[Stored data entries]
PR #2891, opened 2026-01-31
fix(pi): align with openpi & change image padding value

SkieyFly:
## Title

fix(pi): align with openpi & change image padding value

## Type / Scope

- **Type**: Bug

## Summary / Motivation

There are some misalignments between lerobot's and openpi's implementation in pi0/pi0.5 modeling. Besides, the image padding value is not fixed yet. So this PR is to
- Align implementation with openpi.
- Fix the bug of image padding value.

## Related issues

- Fixes / Closes: 
  - implementation alignment: #2863
  - image padding: #2218 #2512 #2650

## What changed

- remove loss truncation.
    - reference: openpi's [pi0_pytorch.py](https://github.com/Physical-Intelligence/openpi/blob/main/src/openpi/models_pytorch/pi0_pytorch.py#L373) & [train_pytorch.py](https://github.com/Physical-Intelligence/openpi/blob/main/scripts/train_pytorch.py#L529)
    - files: [modeling_pi05.py](https://github.com/huggingface/lerobot/blob/main/src/lerobot/policies/pi05/modeling_pi05.py#L1255-L1257) & [modeling_pi0.py](https://github.com/huggingface/lerobot/blob/main/src/lerobot/policies/pi0/modeling_pi0.py#L1282-L1284)
-  remove state padding before tokenization.
    - reference: openpi's [config.py](https://github.com/Physical-Intelligence/openpi/blob/main/src/openpi/training/config.py#L126-L138) & [config.py](https://github.com/Physical-Intelligence/openpi/blob/main/src/openpi/training/config.py#L139-L163)
    - file: [processor_pi05.py](https://github.com/huggingface/lerobot/blob/main/src/lerobot/policies/pi05/processor_pi05.py#L71-L72)
- Change the image padding value to 0.0 for float32. I adopted the fixing approach as #2512, proposed by @Hukongtao.
    - files: [modeling_pi05.py](https://github.com/huggingface/lerobot/blob/main/src/lerobot/policies/pi05/modeling_pi05.py#L192-L203) & [modeling_pi0.py](https://github.com/huggingface/lerobot/blob/main/src/lerobot/policies/pi0/modeling_pi0.py#L194-L205) & [modeling_pi0_fast.py](https://github.com/huggingface/lerobot/blob/main/src/lerobot/policies/pi0_fast/modeling_pi0_fast.py#L124-L135)

## How was this tested (or how to run locally)

manual test

## Checklist (required before merge)

- [x] Linting/formatting run (`pre-commit run -a`)
[...]

PR #2970, opened 2026-02-13
feat(policies): add relative action support for pi0, pi0.5, and pi0_fast

pkooij:
# PR: feat(policies): add relative action support for pi0, pi0.5, and pi0_fast

## Type / Scope

- **Type**: Feature
- **Scope**: policies/pi0, policies/pi05, policies/pi0_fast, processor, datasets

## Summary / Motivation

OpenPI trains pi0/pi0.5 models using what UMI ([Chi et al., 2024](https://arxiv.org/abs/2402.10329)) calls **relative trajectory** actions — every action in the chunk is an offset from the robot's current state at prediction time, not from the previous action. This avoids error accumulation (unlike true deltas) and doesn't require a global coordinate frame (unlike absolute actions):

| Representation | Definition | Error behavior |
|---|---|---|
| Absolute | `action[t]` in global coordinates | Requires precise calibration |
| Delta | `action[t]` relative to `action[t-1]` | Accumulates error over time |
| **Relative trajectory** | `action[t]` relative to current state at `t=0` | No error accumulation, no calibration needed |

OpenPI's `DeltaActions` class is somewhat misleadingly named — what it implements is UMI's relative trajectory representation. We use the term **relative actions** throughout LeRobot to match the correct semantics.

LeRobot's pi0 family was missing this transform, causing a distribution mismatch when fine-tuning from OpenPI pretrained weights and sometimes resulting in jittery motion during inference. This PR adds an optional `use_relative_actions: bool` config flag to all three pi policies.

## Related issues

- Related: https://github.com/huggingface/lerobot/pull/2891#issuecomment-3857478982

### Processor pipeline

- **`relative_action_processor.py`** (new): Added `to_relative_actions()` / `to_absolute_actions()` functions, `RelativeActionsProcessorStep` (preprocessor) and `AbsoluteActionsProcessorStep` (postprocessor). Supports `relative_exclude_joints` to keep specific dimensions (e.g. gripper) in absolute space.
- **`processor/__init__.py`**: Updated exports for new processor steps.

### Policy configs & processors

- **`configuration_pi0.py` / `configuration_pi05.py` / `configuration_pi0_fast.py`**: Added `use_relative_actions`, `relative_exclude_joints`, and `action_feature_names` config fields.
- **`processor_pi0.py` / `processor_pi05.py` / `processor_pi0_fast.py`**: Added `RelativeActionsProcessorStep` to all three preprocessor pipelines and `AbsoluteActionsProcessorStep` to postprocessors.
- **`factory.py`**: Added `_reconnect_relative_absolute_steps()` to wire the postprocessor's `AbsoluteActionsProcessorStep` back to the preprocessor's cached state after deserialization. Stores `action_feature_names` from dataset metadata on the config.

### Dataset stats

- **`compute_stats.py`**: Added `compute_relative_action_stats()` — samples random action chunks, converts to relative space (offset from current state for each chunk), and computes statistics. This matches what the model sees during training.
- **`dataset_tools.py`**: Extended `recompute_stats()` with `relative_action`, `relative_exclude_joints`, and `chunk_size` parameters. When `relative_action=True`, delegates action stats to `compute_relative_action_stats`.

### CLI

- **`lerobot_edit_dataset.py`**: Added `recompute_stats` operation so users can precompute relative action stats from the command line:
  ```bash
  lerobot-edit-dataset \
      --repo_id your_dataset \
      --operation.type recompute_stats \
      --operation.relative_action true \
      --operation.chunk_size 50 \
      --operation.relative_exclude_joints "['gripper']"
  ```

### Training

- **`lerobot_train.py`**: Removed the on-the-fly delta action stats computation (~70 lines). Relative action stats are now expected to be precomputed via `recompute_stats`. Uses `ACTION` / `OBS_STATE` constants instead of hardcoded strings.

### Documentation

- **`docs/source/pi0.mdx`** / **`docs/source/pi05.mdx`**: Added "Relative Actions" sections explaining both the CLI and Python approaches for precomputing stats and enabling relative actions during training.
- **`policies/pi0/README.md`** / **`policies/pi05/README.md`**: Added relative action documentation with terminology clarification (referencing UMI).

### Tests

- **`tests/policies/test_relative_actions.py`** (new, 13 tests): Roundtrip, mutation, exclude_joints mask, processor step, normalization, and stats distribution tests.
- **`tests/policies/rtc/test_rtc_relative_actions.py`** (new, 23 tests): Full RTC + relative actions integration — verifies relative conversion through `ActionQueue`, inpainting with relative leftovers, non-relative policy compatibility, and numerical correctness.
- **`tests/policies/rtc/test_action_queue.py`**: Removed tests for the unused `get_processed_left_over()` method.

### Cleanup

- Removed unused `get_processed_left_over()` from `ActionQueue`.
- Replaced hardcoded `"action"` / `"observation.state"` strings with `ACTION` / `OBS_STATE` constants from `utils/constants.py`.

No breaking changes. Disabled by default.

- Tests added: `tests/policies/test_relative_actions.py` and `tests/policies/rtc/test_rtc_relative_actions.py` (36 tests total)

  ```bash
  USE_TF=0 pytest tests/policies/test_relative_actions.py tests/policies/rtc/test_rtc_relative_actions.py -v
  ```

- To train with relative actions:

  ```bash
  # 1. Precompute relative action stats
  lerobot-edit-dataset \
      --repo_id your_dataset \
      --operation.type recompute_stats \
      --operation.relative_action true \
      --operation.chunk_size 50

  # 2. Train
  lerobot-train \
      --dataset.repo_id=your_dataset \
      --policy.type=pi0 \
      --policy.use_relative_actions=true
  ```

- [x] Documentation updated
- [x] CI is green

## Reviewer notes

- **Terminology**: We use "relative actions" (not "delta") following UMI's taxonomy ([Chi et al., 2024](https://arxiv.org/abs/2402.10329)). Each action in the chunk is an offset from the current state, not from the previous action — this avoids error accumulation. OpenPI's upstream class is named `DeltaActions` but implements relative trajectory semantics.
- The relative conversion lives in the **processor pipeline** (`RelativeActionsProcessorStep` / `AbsoluteActionsProcessorStep`). The `AbsoluteActionsProcessorStep` reads cached state from its paired `RelativeActionsProcessorStep` — the wiring is done in `factory.py::_reconnect_relative_absolute_steps()` after deserialization.
- `relative_exclude_joints` allows keeping specific joints (e.g. gripper) in absolute space. The mask is built from `action_feature_names` on the config.
- Relative action stats must be precomputed before training (via `lerobot-edit-dataset --operation.type recompute_stats --operation.relative_action true`). The training script no longer computes them on the fly to avoid NCCL timeouts in multi-GPU setups.

### DIFF
--- a/examples/rtc/eval_with_real_robot.py
+++ b/examples/rtc/eval_with_real_robot.py
@@ -122,11 +122,11 @@ from lerobot.rl.process import ProcessSignalHandler
 from lerobot.robots import (  # noqa: F401
     Robot,
     RobotConfig,
+    bi_openarm_follower,
     bi_so_follower,
     koch_follower,
     so_follower,
     unitree_g1,
-    bi_openarm_follower,
 )
 from lerobot.robots.utils import make_robot_from_config
 from lerobot.utils.constants import OBS_IMAGES, OBS_STATE
@@ -335,7 +335,7 @@ def get_actions(
                     relative_step.action_names = list(cfg_names)
                 else:
                     relative_step.action_names = [
-                        k for k in robot.robot.action_features.keys() if k.endswith(".pos")
+                        k for k in robot.robot.action_features if k.endswith(".pos")
                     ]
             logger.info("[GET_ACTIONS] Relative actions enabled: will re-anchor RTC prefix")
 
@@ -384,7 +384,11 @@ def get_actions(
                 # Re-anchor leftover actions for relative-action policies.
                 # We need the *postprocessed* (absolute) leftover, not the original
                 # (normalized/relative) one that get_left_over() returns.
-                if prev_actions is not None and relative_step is not None and OBS_STATE in obs_with_policy_features:
+                if (
+                    prev_actions is not None
+                    and relative_step is not None
+                    and OBS_STATE in obs_with_policy_features
+                ):
                     with action_queue.lock:
                         if action_queue.queue is not None:
                             prev_actions_abs = action_queue.queue[action_queue.last_index :].clone()
@@ -454,7 +458,7 @@ def actor_control(
     try:
         logger.info("[ACTOR] Starting actor thread")
 
-        action_keys = [k for k in robot.action_features().keys() if k.endswith(".pos")]
+        action_keys = [k for k in robot.action_features() if k.endswith(".pos")]
 
         action_count = 0
         action_interval = 1.0 / cfg.fps


xianglunkai:
@pkooij 
Great.!
Thank you very much!
Additionally, I noticed that the end gripper of the robotic arm uses absolute motion, which is different from other joints.

stefanwagnerdev:
Should't delta actions be the default and added to 0.5, so a breaking change is ok?

lukicdarkoo:
@pkooij Looking forward to the feature! I have two questions:
- How do you handle the delta action  normalization? LeRobot calculates stddev and other metrics for absolute actions. If the metrics are applied to relative actions then the normalization is broken. 
- Do you plan to integrate RTC? I assume the RTC is not working when used with relative actions.

pkooij:
@xianglunkai , I will make it an option so that you can configure specific joints to be excluded. @lukicdarkoo  And also make sure normalization is handled well based on relative vs absolute. On long term we want this feature to be policy agnostic @stefanwagnerdev

xbkaishui:
Hello, this delta action currently only applies to joint space. How should it be modified to work in Cartesian space?

xianglunkai:
@pkooij 
I found that the pre-processing and post-processing files after training did not include operations related to delta_action？

xianglunkai:
def to_delta_actions(actions: Tensor, state: Tensor, mask: Sequence[bool]) -> Tensor:
    """Convert absolute actions to delta: delta = action - state (for masked dims).

    Args:
        actions: (B, T, action_dim) or (B, action_dim).
        state: (B, state_dim). Broadcast across time dimension.
        mask: Which dims to convert. Can be shorter than action_dim.
    """
    mask_t = torch.tensor(mask, dtype=actions.dtype, device=actions.device)
    dims = mask_t.shape[0]
    # Ensure state is a tensor on the same device and dtype as actions to avoid
    # cross-device operations (CPU <-> CUDA). Some pipelines keep observation
    # tensors on CPU while actions are on GPU, which triggers runtime errors.
    if not isinstance(state, Tensor):
        state = torch.tensor(state, dtype=actions.dtype, device=actions.device)
    else:
        if state.device != actions.device or state.dtype != actions.dtype:
            state = state.to(device=actions.device, dtype=actions.dtype)

    state_offset = state[..., :dims] * mask_t
    if actions.ndim == 3:
        state_offset = state_offset.unsqueeze(-2)
    actions = actions.clone()
    actions[..., :dims] -= state_offset
    return actions


def to_absolute_actions(actions: Tensor, state: Tensor, mask: Sequence[bool]) -> Tensor:
    """Convert delta actions back to absolute: absolute = delta + state (for masked dims).

    Args:
        actions: (B, T, action_dim) or (B, action_dim).
        state: (B, state_dim). Broadcast across time dimension.
        mask: Which dims to convert. Can be shorter than action_dim.
    """
    mask_t = torch.tensor(mask, dtype=actions.dtype, device=actions.device)
    dims = mask_t.shape[0]
    # Move/cast state to the same device/dtype as actions to avoid RuntimeError:
    # "Expected all tensors to be on the same device..." when action is on CUDA
    # but the cached state is on CPU.
    if not isinstance(state, Tensor):
        state = torch.tensor(state, dtype=actions.dtype, device=actions.device)
    else:
        if state.device != actions.device or state.dtype != actions.dtype:
            state = state.to(device=actions.device, dtype=actions.dtype)

    state_offset = state[..., :dims] * mask_t
    if actions.ndim == 3:
        state_offset = state_offset.unsqueeze(-2)
    actions = actions.clone()
    actions[..., :dims] += state_offset
    return actions  should be fixed to use same device?

xianglunkai:
@pkooij 
should we use delta_mask instead of exinclude names?

pkooij:
@xianglunkai yes this PR, is not fully up to date, will try to push fixes tomorrow. The pr doesn't have to be modified for cartesian space, given that it's absolute first of course.

src/lerobot/policies/pi05/processor_pi05.py
```diff
@@ -125,10 +127,19 @@ def make_pi05_pre_post_processors(
...
-    # Add remaining processors
+    relative_step = RelativeActionsProcessorStep(
+        enabled=config.use_relative_actions,
+        exclude_joints=getattr(config, "relative_exclude_joints", []),
+        action_names=getattr(config, "action_feature_names", None),
+    )
+
+    # OpenPI order: raw → relative → normalize → model → unnormalize → absolute
+    # NOTE: NormalizerProcessorStep MUST come before Pi05PrepareStateTokenizerProcessorStep
+    # because the tokenizer step expects normalized state in [-1, 1] range for discretization
```
s1lent4gnt: Redundant `NOTE` it was mentioned in ~143 line.

src/lerobot/policies/pi05/processor_pi05.py
```diff
@@ -150,6 +161,7 @@ def make_pi05_pre_post_processors(
         UnnormalizerProcessorStep(
             features=config.output_features, norm_map=config.normalization_mapping, stats=dataset_stats
         ),
+        AbsoluteActionsProcessorStep(enabled=config.use_relative_actions, delta_step=relative_step),
```
s1lent4gnt: We should align state to actions device in `to_relative_actions` / `to_absolute_actions`.

`_last_state` can stay on CPU while postprocessed actions are on CUDA because caching happens before `DeviceProcessorStep` and only the transition dict is moved, not the step’s field.

Could you add test for this to check device alignement.

src/lerobot/policies/pi0_fast/processor_pi0_fast.py
```diff
@@ -153,6 +164,7 @@ def make_pi0_fast_pre_post_processors(
     ]
 
     output_steps: list[ProcessorStep] = [
+        AbsoluteActionsProcessorStep(enabled=config.use_relative_actions, delta_step=relative_step),
```
s1lent4gnt: Same fix as aligning state in `to_absolute_actions`

src/lerobot/policies/pi0_fast/processor_pi0_fast.py
```diff
@@ -125,12 +127,20 @@ def make_pi0_fast_pre_post_processors(
...
+    # NOTE: Normalization MUST come before relative actions because the state tokenizer expects
+    # normalized state in [-1, 1] range for discretization. This means relative actions operate
+    # on normalized values, so AbsoluteActionsProcessorStep must come before
+    # UnnormalizerProcessorStep in the postprocessor.
     input_steps: list[ProcessorStep] = [
         RenameObservationsProcessorStep(rename_map={}),  # To mimic the same processor as pretrained one
         AddBatchDimensionProcessorStep(),
-        # NOTE: NormalizerProcessorStep MUST come before Pi0FastPrepareStateAndLanguageTokenizerProcessorStep
-        # because the tokenizer step expects normalized state in [-1, 1] range for discretization
         NormalizerProcessorStep(
```
s1lent4gnt, line 148: `NormalizerProcessorStep` runs before relative conversion, so the normalizer sees `absolute` actions.

src/lerobot/datasets/compute_stats.py
```diff
@@ -624,3 +630,95 @@ def aggregate_stats(stats_list: list[dict[str, dict]]) -> dict[str, dict[str, np
...
+        ValueError: If the dataset has fewer frames than ``chunk_size``.
+        RuntimeError: If no valid (single-episode) chunks are found.
+    """
+    from lerobot.processor.relative_action_processor import RelativeActionsProcessorStep, to_relative_actions
+
+    if exclude_joints is None:
+        exclude_joints = []
+
+    total_frames = len(hf_dataset)
+    sample_upper_bound = total_frames - chunk_size
```
s1lent4gnt: This should be 
```python
sample_upper_bound = total_frames - chunk_size + 1
```

- So we include the last valid start index.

→ WHAT THIS TASK INVOLVES: Look through the entries above and count each line holding "lukicdarkoo"; report the count alone.

→ ANSWER TO THE PROBLEM: 2